== YOUR OBJECTIVE ==
Please find the lines in the entries below that contain the word "getValue", and copy each one.

== DATA TO PROCESS ==
PR #385, opened 2024-07-24
feat: add mechanism for requiring additional information in the state machine

RadovanTomik:
### Description:

This PR adds new functionality for attaching an information requirement to Resource states that need to be fulfilled for the State machine to proceed.

### Checklist:


src/main/java/eu/bbmri_eric/negotiator/exceptions/NegotiatorExceptionHandler.java
```diff
@@ -275,4 +279,22 @@ public final ResponseEntity<HttpErrorResponseModel> handleDataIntegrityViolation
             .build();
     return new ResponseEntity<>(errorResponse, HttpStatus.BAD_REQUEST);
   }
+
+  @ExceptionHandler(NullPointerException.class)
```
svituz, line 283: I think this is too risky. NullPointerException may be a programming error and you usually don't have control over it. You would end up here each time an uncontrolled NullPointerException is thrown. If you have some point where you know it may occur then I suggest you catch it and throw another exception that you can handle here

src/main/java/eu/bbmri_eric/negotiator/exceptions/NegotiatorExceptionHandler.java
```diff
@@ -275,4 +279,22 @@ public final ResponseEntity<HttpErrorResponseModel> handleDataIntegrityViolation
...
+  @ResponseStatus(HttpStatus.BAD_REQUEST)
+  public final ErrorResponse handleNullPointerException(NullPointerException ex) {
+    ProblemDetail detail = ProblemDetail.forStatus(HttpStatus.BAD_REQUEST);
+    detail.setTitle("Encountered a null pointer exception");
```
svituz, line 287: I don't think the client wants to know about this

svituz (approved):

Issue #361, opened 2024-06-20
[FEATURE] UI configuration


RadovanTomik:
**Brief description.**
Add a REST API endpoint for fetching and updating global UI configuration. For a list of all relevant values contact @tmilost. The update operations should be alowed only for admins. Example response:
 ```
{
"primary-color": "red",
"auth_link": "https://wahever.com"
"logo_url": "https://wahever.com/icon.svg"
}

```
**Desired functionality acceptance criteria**

- [ ] GET `/ui-config`
- [ ] PATCH `/ui-config {"key": "new_value"}`

tmilost:
current values: 
`activeThemeFile: "bbmri",
  activeLogosFiles: "bbmri",
  isFooterStatusPageVisible: true,
  footerStatusPageLink: "https://status.bbmri-eric.eu/",
  footerStatusPageText: "BBMRI-ERIC Status Page",
  isFooterFollowUsVisible: true,
  footerFollowUsLinkedin: "https://www.linkedin.com/company/bbmri-eric",
  footerFollowUsX: "https://twitter.com/BBMRIERIC",
  footerFollowUsPodcast: "https://www.bbmri-eric.eu/bbmri-eric/bbmri-eric-podcast/",
  isFooterWorkProgrammeVisible: true,
  footerWorkProgrammeLink: "https://www.bbmri-eric.eu/wp-content/uploads/BBMRI-ERIC_work-program_2022-2024_DIGITAL.pdf",
  isFooterPrivacyPolicyVisible: true,
  footerPrivacyPolicy: "https://www.bbmri-eric.eu/wp-content/uploads/AoM_10_8_Access-Policy_FINAL_EU.pdf",
  isFooterHelpLinkVisible: true,
  footerHelpLink: "mailto:negotiator@helpdesk.bbmri-eric.eu",
  isFooterCopyRightVisible: true,
  footerCopyRight: "© 2024 BBMRI-ERIC",
  isFooterLeftSideIconVisible: true,
  footerLeftSideIcon: "@/assets/images/bbmri/home-bbmri-png",
  footerLeftSideIconLink: "https://www.bbmri-eric.eu/",
  isFooterNewsletterVisible: true,
  footerNewsletter: "https://www.bbmri-eric.eu/news-event/"`

PR #469, opened 2024-10-09
feat: adds API to get settings for ui

svituz:
### Description:

PR related to issue #361. It adds the /ui-config endpoint that returns a json with the configurations for a UI.
The settings parameters are stored in the DB in a specific table

### Checklist:


RadovanTomik (changes requested):
please go through the PR checklist and tick all the boxes

src/main/java/eu/bbmri_eric/negotiator/settings/UIConfigServiceImpl.java
```diff
@@ -0,0 +1,84 @@
...
+              settings
+                  .computeIfAbsent(uiParameter.getCategory(), k -> new HashMap<>())
+                  .put(uiParameter.getName(), Boolean.valueOf(uiParameter.getValue()));
+              break;
+            default:
+              settings
+                  .computeIfAbsent(uiParameter.getCategory(), k -> new HashMap<>())
+                  .put(uiParameter.getName(), uiParameter.getValue());
+              break;
+          }
```
RadovanTomik, line 45: I think this could be handled differently. Generally switch/if statements can get very long. Can't we put this logic into a private class in the Entity maybe

src/main/java/eu/bbmri_eric/negotiator/settings/UIParameterValidator.java
```diff
@@ -0,0 +1,30 @@
...
+        try {
+          Integer.parseInt(parameter.getValue());
+          return true;
+        } catch (NumberFormatException e) {
+          return false;
+        }
+      case STRING:
+        return true;
+      default:
+        return false;
```
RadovanTomik, line 27: isn't this wrong separation of concerns? If you add a new type then you have to change code in 3 places

src/main/resources/db/dev/migration/R__Initial_data.sql
```diff
@@ -61,3 +61,27 @@ insert into public.access_form_section_element_link (id, access_form_section_lin
...
+  (13, 'footer', 'footerPrivacyPolicy', 'STRING', 'https://www.bbmri-eric.eu/wp-content/uploads/AoM_10_8_Access-Policy_FINAL_EU.pdf'),
+  (14, 'footer', 'isFooterHelpLinkVisible', 'BOOL', true),
+  (15, 'footer', 'footerHelpLink', 'STRING', 'mailto:negotiator@helpdesk.bbmri-eric.eu'),
+  (16, 'footer', 'isFooterCopyRightVisible', 'BOOL', true),
+  (17, 'footer', 'footerCopyRight', 'STRING', '© 2024 BBMRI-ERIC'),
+  (18, 'footer', 'isFooterLeftSideIconVisible', 'BOOL', true),
+  (19, 'footer', 'footerLeftSideIcon',  'STRING', '@/assets/images/bbmri/home-bbmri-png'),
+  (20, 'footer', 'footerLeftSideIconLink', 'STRING', 'https://www.bbmri-eric.eu/'),
+  (21, 'footer', 'isFooterNewsletterVisible', 'BOOL', true),
+  (22, 'footer', 'footerNewsletter', 'STRING', 'https://www.bbmri-eric.eu/news-event/');
```
RadovanTomik, line 87: Shouldn't this be put into a general repeatable migration not tied to a profile? The Frontend won't work without these parameters

RadovanTomik, line 87: Shouldn't this be put into a general repeatable migration not tied to a profile? The Frontend won't work without these parameters

RadovanTomik (changes requested):

src/main/resources/db/dev/migration/R__Initial_data.sql
svituz: The configuration is specific to one UI and I think it's up to the maintainer of that one deployment to add the correct parameters for the UI. Each UI may potentially have very different parameters. This is just an example of a configuration for development that "accidentally" fits the BBMRI UI

svituz: duplicated :)

src/main/java/eu/bbmri_eric/negotiator/settings/UIParameter.java
```diff
@@ -0,0 +1,33 @@
...
+import lombok.Setter;
+
+@Getter
+@Setter
+@AllArgsConstructor
+@NoArgsConstructor
+@Entity
+@Table(name = "ui_parameter")
+@ValidUIParameter
+public class UIParameter {
```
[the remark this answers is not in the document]
svituz: added

src/main/java/eu/bbmri_eric/negotiator/settings/UIConfigServiceImpl.java
svituz: I have added a getTypedValue to the UIParameter entity. It should shift the responsibility away from the service to the entity, which is the right responsible

src/main/java/eu/bbmri_eric/negotiator/settings/UIParameterValidator.java
svituz: The only concern of this class is to check whether the parameter's value is compatible with the declared type. This is the way I found to validate an Entity instance at the class level (which is the case since the validation of the value depends on the type). 
I removed the problem of changing the service when there is a new type, but this class is by definition coupled with the entity (it's its validator), so I would keep it as it is.

src/main/java/eu/bbmri_eric/negotiator/settings/UIParameter.java
```diff
@@ -0,0 +1,33 @@
...
+  @Id Long id;
```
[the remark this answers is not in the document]
svituz: Wouldn'it be misleading?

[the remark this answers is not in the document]
RadovanTomik: I think the fact that we discard the id if it is set is misleading :D

RadovanTomik (approved):

PR #503, opened 2024-11-13
Refactor/#493 negotiation filters

svituz:
### Description:

This PR refactors the endpoints to get the list of negotiations (`/negotiations`, `/users/{id}/negotiations` and `/network/{id}/negotiations`). 

Some behaviors have changed:
 * now the endpoints don't return 401 Bad Request when an unknown filter is used in the query parameters
 * filter by role doesn't accept the `role=ROLE_ADMIN` value and returns a BadRequest now. This is a breaking change for the frontend because the route `/negotiations?role=ROLE_ADMIN` will result in an error. 
   **NB:** before this modification, the filter did nothing since the ROLE_ADMIN value wasn't already in the possible values of the `role` filter. Simply, it returned all the negotiations (correctly since the ROLE_ADMIN is authorized for all of them) because the filter was ignored. To be more precise, any value would have had the same result.
* also the `/network/{id}/negotiations` now supports the filters and the filter by network has been changed to use the NegotiationSpecification 

### Checklist:


RadovanTomik:
If I try to filter by status I get:
```json
{
  "type": "about:blank",
  "title": "Wrong request parameters",
  "status": 400,
  "detail": "{status=Failed to convert property value of type 'java.lang.String' to required type 'java.util.List' for property 'status'; Failed to convert from type [java.lang.String] to type [eu.bbmri_eric.negotiator.negotiation.state_machine.negotiation.NegotiationState] for value [[\"APPROVED\"]]}",
  "instance": "/api/v3/negotiations"
}
```

RadovanTomik (changes requested):
please see comment

RadovanTomik (approved):

PR #504, opened 2024-11-17
feat: enable editing of Negotiations

RadovanTomik:
### Description:

This PR enables the User to edit a Negotiation after it has been submitted. To test it create a Negotiation and click on edit.

### Checklist:


src/main/java/eu/bbmri_eric/negotiator/common/exceptions/NegotiatorExceptionHandler.java
```diff
@@ -48,6 +54,35 @@ public final ResponseEntity<HttpErrorResponseModel> handleJwtDecoderError(
     return new ResponseEntity<>(errorResponse, HttpStatus.INTERNAL_SERVER_ERROR);
   }
 
+  @ExceptionHandler(MaxUploadSizeExceededException.class)
+  @ApiResponse(
+      responseCode = "413",
+      description = "Payload Too Large - Max file size exceeded",
```
konradlang, line 60: Could we add the max allowed file size here, e.g. "Max file size of XXMB exceeded".

konradlang (changes requested):

src/main/java/eu/bbmri_eric/negotiator/common/exceptions/NegotiatorExceptionHandler.java
RadovanTomik: it is sent in the actual error message, this is just an example that is shown in swagger.
Screenshot 2024-11-21 at 16 12 11

konradlang (approved):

== RESPONSE TO THE EXERCISE ==
+                  .put(uiParameter.getName(), Boolean.valueOf(uiParameter.getValue()));
+                  .put(uiParameter.getName(), uiParameter.getValue());
+          Integer.parseInt(parameter.getValue());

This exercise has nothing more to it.